Prostaglandins and thromboxanes, however, also play important physiological roles in normal conditions, i.e. in the absence of inflammation. For example, they regulate the secretion of mucus that protects the walls of the stomach, they regulate the biosynthesis of cartilages and synovial fluid in the joints, they regulate vasodilation, hence the correct flow of blood in the various local districts, and more.
Triglycerides
Triglycerides are the main components of most oils and fats. These are heavy, non-volatile and little polar molecules, insoluble in water, made up of glycerol (or glycerin) esterified with three molecules of fatty acids: therefore, it is a tri-ester of glycerin, from which the name derives. Each fatty acid contains 8 to 22 carbon atoms (commonly 16 to 18) and can be saturated, mono-unsaturated or poly-unsaturated. The size of the fatty acids and their saturation determines the physical and sensorial properties of the triglycerides, which can appear as oils (liquids at room temperature) or fats (solid or semi-solid) and can have greater or less greasiness and smoothness on the skin. Unsaturated triglycerides or with shorter fatty acids are more fluid and have greater flowability.
Fatty acids (saturated, mono-unsaturated and poly-unsaturated)

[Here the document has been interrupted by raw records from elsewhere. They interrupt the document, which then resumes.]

PR #916, opened 2026-07-15
fix(gui): preserve macOS signing ignore function

dongkeren:
## Summary

- pass one combined ignore function to `@electron/osx-sign` instead of an array
- preserve existing string, array, and function rules inside that function
- keep Python bytecode out of code signing after the previous array form was discarded by osx-sign 1.3.3

## Runtime evidence

An exact-source signed product build after PR #913 still spawned `codesign` for a `.pyc` file. Inspection showed osx-sign 1.3.3 normalizes a non-array ignore into an array but returns `undefined` for an array input, silently discarding the prior hook result. The invalid signing run was stopped before further timestamp load.

## Validation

The name fatty acids is commonly used to indicate those organic acids that are found in the composition of lipids, that is, in animal and vegetable oils and fats, both in the free form and in the form of esters with glycerol (e.g. in triglycerides), or they are esterified with “fatty” alcohols, that is, long chain alcohols, to form waxes. Fatty acids are carboxylic acids (formula R-COOH) which have a long carbon chain (R), unlike common organic acids such as acetic acid and propionic acid, which have 2 or 3 carbon atoms in total, respectively. Fatty acids are defined as saturatedif they do not have double carbon-carbon bonds, (called “unsaturations”), they are defined mono-unsaturated if they have only one, they are defined mono-unsaturatedpoly-unsaturated if they have two or more double bonds (see figure). The term omega-3 (ω-3) or omega-6 (ω-3), refers to the position of the first double bond starting from the bottom of the chain of carbon atoms: if the first double bond is encountered after 3 carbon atoms the fatty acid is classified as omega-3 , if after six carbon atoms omega-6 , as shown in the figure. The most common saturated fatty acids are palmitic acid (16 carbon atoms and no double bond, C16: 0) and stearic acid (18 carbon atoms, 18: 0), the most common mono-unsaturated is the oleic acid, typical of olive oil (18 carbon atoms and 1 double bond in position 9, C18: 1; ω-9), while the most common poly-unsaturated are linoleic acid and linolenic acid, progenitors respectively omega-6 and omega-3 (see figure).
Terpenes and terpenoids

Terpenes or terpenoids are a large family of natural molecules, typically containing 10 to 30 carbon atoms, which are biosynthesized from a common “brick”, isopentenyl pyrophosphate (IPP), containing 5 carbon atoms (see figure). The discovery that the repetitive brick consists of 5 carbon atoms is relatively recent, while it was once assumed that the entire family was created by repeating a brick of 10 carbon atoms, which was called “terpene”. Therefore, the molecules with 10 carbon atoms (such as limonene, see figure) were called mono-terpenes, i.e. composed of a single brick, diterpenes those with 20 carbon atoms (e.g. the cafestol that gives the aroma to the coffee), triterpenes those with 30 carbon atoms (e.g. beta-carotene). Since molecules made from 15 carbon atoms were also found (such as bisabolol), it was thought they contained a terpene and a half, and were called sesquiterpenes (from the Latin semis = half + atque = and). Today it is known that the repetitive unit is composed of 5 carbon atoms, therefore it is easy to understand how mono-terpenes contain two (see figure), sesquiterpenes three, diterpenes four, triterpenes six.